La herramienta tecnológica, basada en sistemas de detección, modelos estadísticos y simulaciones, está operativa en fase de pruebas desde el pasado 1 de octubre y ya ha demostrado su capacidad de predicción en sucesos como las inundaciones en el Montsià el pasado 19 de octubre, donde se pudo cortar a tiempo carreteras como la N-340 y limitar la movilidad para evitar accesos a áreas inundadas. “Más que reaccionar cuando ocurre, lo que permitirá es anticiparnos para minimizar los daños”, afirma Delgado.

Avisos más rápidos

La información que genere ha de permitir una alerta más rápida a los servicios de emergencia locales, que son los que en última instancia, cortan una carretera, desvían los vehículos hacia rutas menos peligrosas o avisan a los puntos más vulnerables, como las infraestructuras críticas (hospitales, centrales eléctricas, operadores de comunicaciones, escuelas, industrias...). También hay acuerdos con el Consell d’Empreses Distribuidores d’Alimentació de Catalunya (CEDAC), cuyos camiones son susceptibles de quedar atrapados en las carreteras, o cámpings que están situados en zonas inundables.

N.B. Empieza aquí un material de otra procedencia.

PR #499, opened 2025-01-13
Updates to LI code to integrate ID

menailj:
Update structure so more adaptable for ID and OD profiles and LI positioning. 
Changed access of theta value from water profile to correspond to HK geometry.
Updated where profile is deleted so that the code doesn't crash upon completion.


macros/LIGen.mac
```diff
@@ -107,23 +107,26 @@
...
 # Set /mygen/photonMode 1 to read pre-generated photon positions and directions 
 # from the 'photonsfile' specified in the injector file.
-#/mygen/photonMode 1
+# /mygen/photonMode 1
+
 
 ## change the name of the output root file, default = wcsim.root
 
-/WCSimIO/RootFile wcsim_LIGen.root
+/WCSimIO/RootFile wcsim_LIGen_new.root
```
tdealtry, line 125:
```suggestion
/WCSimIO/RootFile wcsim_LIGen.root
```
It's up to you as calibration group representive (so feel free to ignore this), but for future users the word "new" means nothing here

src/WCSimLIGen.cc
```diff
@@ -46,49 +46,76 @@ void WCSimLIGen::SetPhotonMode(G4bool photonmode){
...
+    
     if (db.empty()) {
         db = wcsimdir + "LightInjectors.json";
     }
     else {
         db = wcsimdir + injectorFilename;
     }
+
+    if (db_pos.empty()) {
+        db_pos = wcsimdir + "LightInjectorsLocation.json";
```
tdealtry:
```suggestion
        db_pos = wcsimdir + "LightInjectorsDetails.json";
```
I think this is the correct default?

include/WCSimLIGen.hh
```diff
@@ -33,18 +33,19 @@ class WCSimLIGen
         G4double GetPhotonEnergy();
         // Set whether to read in profile or photon list
         void SetPhotonMode(G4bool photonMode);
-
-    private:
-
-        G4ParticleGun*                  myLIGun;
-
+        TH2D *hProfile = nullptr;
```
tdealtry: I can't see why this was made `public`, as I don't think it's been used in that way. Can you change it back to `private`?

src/WCSimLIGen.cc
```diff
@@ -22,8 +22,8 @@ WCSimLIGen::WCSimLIGen(){
 WCSimLIGen::~WCSimLIGen(){
 
     // things to delete
-    delete myLIGun;
-    if(hProfile) delete hProfile;
+  //delete myLIGun;
+  //if(hProfile) delete hProfile;
```
tdealtry: The answer is probably "doing this because of ROOT/Geant4 memory management complications", but just to check that you've tried running with just one delete statement and still see a seg fault at the end?

tdealtry (changes requested):
Looks good thanks @menailj Just a few minor suggestions (sorry for the delay on them!)

One other thing to think about is whether to add documentation of the file format in the `doc/` folder. e.g. this is [a nice description of a different input file format](https://github.com/WCSim/WCSim/blob/develop/doc/CathodeParameterFormat.md). But the benefit of this is that this format is JSON, and so this makes it (mostly) very clear via the examples already present

tdealtry (approved):
Thanks Menai

PR #509, opened 2025-02-13
Allow the multiDigitsPerTrigger=false option to work for the NoTrigger trigger

### LINKED ISSUE #505: MultiDigitsPerTrigger option not respected for NoTrigger mode.
Haven't had time to properly investigate this, but it appears that the daq option
```
/DAQ/MultiDigitsPerTrigger false
```
is not respected when using the NoTrigger mode. There can still be multiple hits on a given PMT.
At least in a test I ran with this option enabled, and dark rate window wide enough to get multiple per PMT, there appears to be multiple hits per PMT in the single trigger of each event.
It does print "Will restrict number of digits per PMT per trigger to <= 1" at the start of the run, but I guess without any trigger this doesn't actually happen.

It would be useful to be able to have a NoTrigger mode without multiple hits per trigger (meaning per event in this mode) on a given PMT.

tdealtry:
Closes #505 @nickwp please confirm

### DIFF
--- a/macros/daq.mac
+++ b/macros/daq.mac
@@ -14,7 +14,9 @@
 
 #generic trigger options (defaults are class-specfic. Can be overrideen here)
 # allow the number of digits per PMT per trigger to be > 1?
-#/DAQ/MultiDigitsPerTrigger false
+#/DAQ/MultiDigitsPerTrigger false #default for NDigits trigger
+#/DAQ/MultiDigitsPerTrigger true #default for NoTrigger trigger
+
 
 #trigger algorithm development options (defaults are set in WCSimWCDAQMessenger. Can be overidden here)
 # do we want to save only triggered events (mode 0), both triggered events & failed events (mode 1), or only failed events (mode 2)?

Los responsables trabajan con márgenes de unas dos horas de aviso, “suficiente para cortar una carretera, escaso para una evacuación masiva”, afirmó el conseller de Interior, Miquel Buch.  

El sistema actúa incorporando datos desde distintas fuentes: el Servei Meteorològic de Catalunya, la Agència Catalana de l’Aigua, Aemet, Confederación Hidrográfica del Ebro, sensores desplegados en el territorio, llamadas al 112, información de tráfico y hasta mensajes de Twitter, que permiten detectar alertas tempranas de incidencias gracias a algoritmos que trazan modelos estadísticos predictivos. La A4CAT se aplicará primero en inundaciones, sequías, olas de calor y vendavales, y próximamente en incendios forestales y nevadas. “Jugamos siempre con la incertidumbre pero la probabilidad de generar falsas alarmas es más baja”, recuerda Delgado.

En el proyecto, financiado por la Comisión Europea, participan hasta 34 organizaciones de 11 países de distintos ámbitos, desde la universidad, las administraciones públicas y las empresas. En Finlandia, donde aplicarán el modelo a la caída de árboles que pueden afectar a conducciones de energía; en Italia, a alertas a escuelas situadas en zonas inundables. Está en estudio cómo llevar estas alertas a los ciudadanos.  Protección Civil también está desarrollando el modelo para el resto de España.